Source data:
————

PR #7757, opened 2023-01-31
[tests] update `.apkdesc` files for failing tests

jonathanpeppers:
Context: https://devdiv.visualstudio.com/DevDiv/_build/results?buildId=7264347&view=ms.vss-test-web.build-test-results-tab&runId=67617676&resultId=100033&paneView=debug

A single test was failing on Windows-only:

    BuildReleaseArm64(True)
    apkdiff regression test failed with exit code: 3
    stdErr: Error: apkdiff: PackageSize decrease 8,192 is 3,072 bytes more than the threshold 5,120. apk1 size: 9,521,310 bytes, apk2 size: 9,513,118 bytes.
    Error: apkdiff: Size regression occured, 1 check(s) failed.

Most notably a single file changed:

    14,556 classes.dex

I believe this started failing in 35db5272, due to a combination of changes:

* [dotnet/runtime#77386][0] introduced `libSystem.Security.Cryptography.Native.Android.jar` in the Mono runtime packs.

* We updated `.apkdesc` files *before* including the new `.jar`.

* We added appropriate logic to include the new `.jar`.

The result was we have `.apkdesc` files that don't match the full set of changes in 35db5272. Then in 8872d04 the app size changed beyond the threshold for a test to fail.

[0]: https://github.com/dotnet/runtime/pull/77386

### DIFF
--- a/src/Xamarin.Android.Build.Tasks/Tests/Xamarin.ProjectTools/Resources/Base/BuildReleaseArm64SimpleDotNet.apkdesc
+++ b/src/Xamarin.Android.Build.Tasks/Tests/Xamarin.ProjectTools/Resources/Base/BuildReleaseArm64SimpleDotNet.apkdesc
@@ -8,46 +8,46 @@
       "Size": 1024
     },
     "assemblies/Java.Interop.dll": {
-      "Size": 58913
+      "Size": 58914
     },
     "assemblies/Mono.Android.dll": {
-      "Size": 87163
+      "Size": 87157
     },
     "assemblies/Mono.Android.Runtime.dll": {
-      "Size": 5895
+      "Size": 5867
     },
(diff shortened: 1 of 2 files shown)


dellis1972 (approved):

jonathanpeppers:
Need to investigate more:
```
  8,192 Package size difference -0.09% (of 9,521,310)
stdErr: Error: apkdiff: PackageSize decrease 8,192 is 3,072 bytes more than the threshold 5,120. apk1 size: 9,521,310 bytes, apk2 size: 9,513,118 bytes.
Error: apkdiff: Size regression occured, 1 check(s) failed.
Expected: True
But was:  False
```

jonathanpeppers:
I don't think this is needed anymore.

————

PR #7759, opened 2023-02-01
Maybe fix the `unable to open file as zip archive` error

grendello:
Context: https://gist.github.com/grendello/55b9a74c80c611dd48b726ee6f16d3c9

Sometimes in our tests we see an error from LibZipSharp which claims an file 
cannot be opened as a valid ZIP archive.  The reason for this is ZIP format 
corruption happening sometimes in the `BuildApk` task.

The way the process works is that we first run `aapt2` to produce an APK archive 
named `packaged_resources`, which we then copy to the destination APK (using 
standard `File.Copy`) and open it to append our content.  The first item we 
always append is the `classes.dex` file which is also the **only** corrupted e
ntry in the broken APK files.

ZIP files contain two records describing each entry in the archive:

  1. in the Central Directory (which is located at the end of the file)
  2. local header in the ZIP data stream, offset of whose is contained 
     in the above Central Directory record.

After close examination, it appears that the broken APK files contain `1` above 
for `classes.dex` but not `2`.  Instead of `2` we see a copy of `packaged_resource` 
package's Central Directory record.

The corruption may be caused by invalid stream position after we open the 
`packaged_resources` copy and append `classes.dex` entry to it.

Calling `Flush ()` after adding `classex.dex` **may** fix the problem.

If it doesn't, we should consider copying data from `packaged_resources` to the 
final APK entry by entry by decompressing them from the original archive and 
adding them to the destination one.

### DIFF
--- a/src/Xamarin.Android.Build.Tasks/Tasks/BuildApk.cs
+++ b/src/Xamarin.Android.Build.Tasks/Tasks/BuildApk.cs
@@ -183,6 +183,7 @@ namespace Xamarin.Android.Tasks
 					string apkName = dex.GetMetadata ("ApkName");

————

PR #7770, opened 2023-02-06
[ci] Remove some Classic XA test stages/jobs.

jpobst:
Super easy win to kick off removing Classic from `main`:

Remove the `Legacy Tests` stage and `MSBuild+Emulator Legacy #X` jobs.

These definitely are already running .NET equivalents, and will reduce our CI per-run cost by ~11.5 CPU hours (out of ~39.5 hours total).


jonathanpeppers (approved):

————

Please transcribe exactly the lines above from the line that has "1. in the Central" up to and including the line that has "string apkName = dex.GetMetadata"; no other line belongs in the answer.

  1. in the Central Directory (which is located at the end of the file)
  2. local header in the ZIP data stream, offset of whose is contained 
     in the above Central Directory record.

After close examination, it appears that the broken APK files contain `1` above 
for `classes.dex` but not `2`.  Instead of `2` we see a copy of `packaged_resource` 
package's Central Directory record.

The corruption may be caused by invalid stream position after we open the 
`packaged_resources` copy and append `classes.dex` entry to it.

Calling `Flush ()` after adding `classex.dex` **may** fix the problem.

If it doesn't, we should consider copying data from `packaged_resources` to the 
final APK entry by entry by decompressing them from the original archive and 
adding them to the destination one.

### DIFF
--- a/src/Xamarin.Android.Build.Tasks/Tasks/BuildApk.cs
+++ b/src/Xamarin.Android.Build.Tasks/Tasks/BuildApk.cs
@@ -183,6 +183,7 @@ namespace Xamarin.Android.Tasks
 					string apkName = dex.GetMetadata ("ApkName");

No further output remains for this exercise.